4 thoughts on “Vesta, Brightest Asteroid”

    1. Starting with William Hershel’s 1781 discovery of a new planet — all the other planets had been known since antiquity — astronomers were faced with a new problem: what to call these newly discovered planets? Herschel called his planet “the Georgium Sidus” — the Georgian star, in honor of King George III of England, Herschel’s adopted homeland. Astronomers in other countries weren’t keen on that name, and for a while it was called “Herschel’s planet” or simply “Herschel”. Johann Bode in Herschel’s homeland of Germany suggested naming the new planets after Roman and Greek gods, as the ancients had done, and by 1850 the name “Uranus” was generally accepted for Herschel’s planet.

      With the discovery of the first asteroid (Ceres) in 1801, and then more minor planets in what we now call the asteroid belt, the tradition of naming planets after Roman or Greek gods continued. Heinrich Olbers (who also pointed out what we now call Olbers’ paradox) discovered the second asteroid (Pallas) and the fourth, which he named Vesta. So that’s how Hestia got connected with an asteroid. And I, for one, am glad she is so honored.

      By the way, the term “asteroid” was first proposed in 1802 by Charles Burney Jr., a British expert in the Greek language and the son of the poet Charles Burney, who was a friend of Herschel’s. The term “asteroid” was initially ridiculed by astronomers, and didn’t come into general use until about 1850.

    2. The irregularity in the naming of the planets is that all of them are Roman except Uranus (Greek). The irregularity in the name of the first four minor planets is that all of them are Roman except Pallas (Greek).

      The Greek goddess we usually refer to as Athena or Athene is frequently called in the Iliad by a mysterious double name, Pallas Athene; sometimes just Pallas. (Similarly, Apollo was called Phoebus Apollo.) There were various other figures, male and female, called Pallas in the mass of Greek legends; I think nobody really knows the reason for “Pallas Athene”, but explanations given were that Athene had killed a giant called Pallas, or mourned a friend called Pallas, or had a parent called Pallas. It would have been more consistent if Olbers had named the second asteroid for Minerva, who was the goddess the Romans regarded as equivalent to Athene.
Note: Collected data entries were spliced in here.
PR #1627, opened 2018-07-16
Ignore jetbrains files

coquer:


Bogardo:
@jycr753 These should be saved in your global `.gitignore` file.

https://help.github.com/articles/ignoring-files/#create-a-global-gitignore

PR #1628, opened 2018-07-16
Add missing throw exception

coquer:
- Changes to return types to match method signature
- Add missing throw exception


tymondesigns:
Thanks but I think it's the docblocks that need to change here

PR #1629, opened 2018-07-18
Fixed wrong auth() function in case of default guard not set to API

phucnguyenvn:
If the default guard not set to "api" we will get an errors:
+ access_token = return "true" instead of token
+ error cannot detect factory() function


shirshak55 (approved):

pulkitjalan:
the docs indicate the default guard should be updated.

PR #1635, opened 2018-07-25
Fixing bug in jwt.refresh middleware

M0H314-Hasani:
Hi , i saw a semi bug about "jwt.refresh" middleware that when i use it token refresh but decode method decode Previous Token !!
if i was wrong please forgive me because i am a beginner and please  give me solution.
thanks.


tymondesigns:
Thanks but I don't think this is necessary

PR #1643, opened 2018-08-07
Fix doc installation

gnovaro:
Rename commands. Rename files.


shcode:
You are using different branch. That documentation is supposed for version `1.x.x`

PR #1680, opened 2018-10-05
Add information for a setup with multiple guards

Christophvh:
It is possible in laravel to specify multiple guards, the docs should reflect how to specify the guard type if the api guard is not set as the default.

auth('api')->login(); will trigger the custom jwt api guard for example.


tymondesigns:
👍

  1. Thanks Guy. For the past week and a half I’ve been enjoying watching Vesta moving retrograde against the stars of western Cancer, using hand-held 8×42 binoculars from my light-polluted urban back yard. During breaks in the rain and clouds during the two weeks before my first certain observation of Vesta on the evening of January 5, I was learning the star field, using the Sky and Telescope Pocket Sky Atlas. I’ve now seen Vesta three times, when the weather cooperated, most recently last night and the night before, and she is moving quite noticeably from one night to the next. Having seen her a couple of times previously, last night it was easy to see which sixth magnitude “star” was really “star-like”, an “aster-oid”.

    I’ve never seen Vesta with my unaided eyes — maybe next year? Because she’s the brightest asteroid I always make a point of looking for her around her opposition. Like sixth magnitude Uranus, Vesta is hard enough to find and recognize to give me a sense of accomplishment, but not so hard as to be frustrating.

    I also appreciate Vesta’s archetypal energy as the goddess of hearth, home, and family, and the classical tradition of each household keeping a Vestal shrine, whether elaborate or modest.